Question

Evaluate ${\int }_0^{\frac{\mathrm{\pi }}{2}}\left[\frac{(\surd \sin x)}{(\surd \sin x+\surd \cos x)}\right]dx$

• A. $\frac{\mathrm{\pi }}{4}$
• B. $\frac{\mathrm{\pi }}{2}$
• C. $0$
• D. $1$

Answer 1

The correct option is A

$\frac{\mathrm{\pi }}{4}$

Explanation for the correct option:

Let $I={\int }_0^{\frac{\mathrm{\pi }}{2}}\frac{\sqrt{\sin x}}{\sqrt{\sin x}+\sqrt{\cos x}}dx$ ……(1)

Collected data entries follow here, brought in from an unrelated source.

PR #2043, opened 2023-12-15
(Studio 1.0) Setup a separate `shark1.venv` for Shark-1.0

one-lithe-rune:
*This is for the SHARK-1.0 branch **only**, and any potential branches from that, do *not* merge into main branch*

### Motivation

I need a working SHARK 1.0 whilst SHARK 2.0 is being constructed, and I still have the draft of #2015 I'm working on for SHARK 1.0.  So I need separate .venvs for `main/studio_sd2` and `SHARK-1.0` branches.

Having a `setup_venv` on the SHARK-1.0 branch that creates/maintains a separately named .venv, means I can just run that and not worry I've broken the .venv for the other branches.

### Changes

* Updates setup_venv.ps1 to create and use ./shark1.venv/
* Updates setup_venv.sh to default to creating ./shark1.venv/

* I haven't tested the `setup_venv.sh` change, someone on Linux/Mac will need to check that.
* I'm assuming we want to keep the main branch .venv as `./shark.venv/`
* I had something much more clever checking git commits and such and deciding which .venv to setup, but then I realised that was pointless, since anything not descended from SHARK-1.0 can just use the current `setup_venv` unaltered.
* Still need to remember to activate the right .venv when switching branches (git hook?)

### DIFF
--- a/setup_venv.ps1
+++ b/setup_venv.ps1
@@ -7,13 +7,13 @@
   It checks the Python version installed and installs any required build
   dependencies into a Python virtual environment.
   If that environment does not exist, it creates it.
-  
+
 .PARAMETER update-src
   git pulls latest version
 
 .PARAMETER force
   removes and recreates venv to force update of all dependencies
-  
+
 .EXAMPLE
   .\setup_venv.ps1 --force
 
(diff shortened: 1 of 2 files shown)


monorimet (approved):
Looks good to me.

PR #245, opened 2021-08-25
Update for changes to Ethernet library

jgfoster:
* Skip `Ethernet.maintain()` if we did not get an IP address.
* Changes to PushingBox based on changes to Ethernet library.


prestoncarman (approved):
Did the Ethernet library get updated?

jgfoster:
See [here](https://github.com/Arduino-CI/Ethernet/commits/master) for the most recent commits to the Ethernet library used for test and production.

$={\int }_0^{\frac{\mathrm{\pi }}{2}}\frac{\sqrt{\sin \left(\frac{\mathrm{\pi }}{2}-x\right)}}{\sqrt{\sin \left(\frac{\mathrm{\pi }}{2}-x\right)}+\sqrt{\cos \left(\frac{\mathrm{\pi }}{2}-x\right)}}dx$ $\left[\mathbf{\because }{\mathbf{\int }}_{\mathbf{a}}^{\mathbf{b}}\mathit{f}\mathbf{\left(}\mathit{x}\mathbf{\right)}\mathbf{d}\mathit{x}\mathbf{}\mathbf{=}\mathbf{}{\mathbf{\int }}_{\mathbf{a}}^{\mathbf{b}}\mathit{f}\mathbf{(}\mathit{a}\mathbf{+}\mathit{b}\mathbf{-}\mathit{x}\mathbf{)}\mathbf{d}\mathit{x}\right]$

$I={\int }_0^{\frac{\mathrm{\pi }}{2}}\frac{\sqrt{\cos x}}{\sqrt{\cos x}+\sqrt{\sin x}}dx$ …….(2) $\left[\mathbf{\because }\mathit{s}\mathit{i}\mathit{n}\left(\frac{\pi }{2}-\theta \right)\mathbf{}\mathbf{=}\mathbf{}\mathit{c}\mathit{o}\mathit{s}\mathbf{}\mathit{\theta }\mathbf{,}\mathbf{}\mathit{c}\mathit{o}\mathit{s}\left(\frac{\pi }{2}-\theta \right)\mathbf{}\mathbf{=}\mathbf{}\mathit{s}\mathit{i}\mathit{n}\mathbf{}\mathit{\theta }\right]$

By adding equation (1) and (ii), we get

$\Rightarrow$$2I={\int }_0^{\frac{\mathrm{\pi }}{2}}\frac{\sqrt{\sin x}+\sqrt{\cos x}}{\sqrt{\sin x}+\sqrt{\cos x}}dx$

$\Rightarrow$$2I={\int }_0^{\frac{\mathrm{\pi }}{2}}1dx$

$\Rightarrow$$2I={\left[x\right]}_0^{\frac{\mathrm{\pi }}{2}}$

$\Rightarrow$$2I=\frac{\mathrm{\pi }}{2}$

$\Rightarrow$ $I=\frac{\mathbf{\pi }}{\mathbf{4}}$

Hence, Option ‘A’ is Correct.